Excerpted data below:
PR #186, opened 2025-03-21
fix: Write correct values at step 0

gmertes:
## Description

When writing the initial state the multistep input, a 2D array containing t0 and t-6, is written to step 0. Only the 1D array of t0 should be written to step 0.

Thanks for @frazane for finding the bug and proposing the solution.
End of Excerpted data.
## Activity
Word for word, write out each of the records shown above.

## Answer for the task
PR #186, opened 2025-03-21
fix: Write correct values at step 0

gmertes:
## Description

When writing the initial state the multistep input, a 2D array containing t0 and t-6, is written to step 0. Only the 1D array of t0 should be written to step 0.

Thanks for @frazane for finding the bug and proposing the solution.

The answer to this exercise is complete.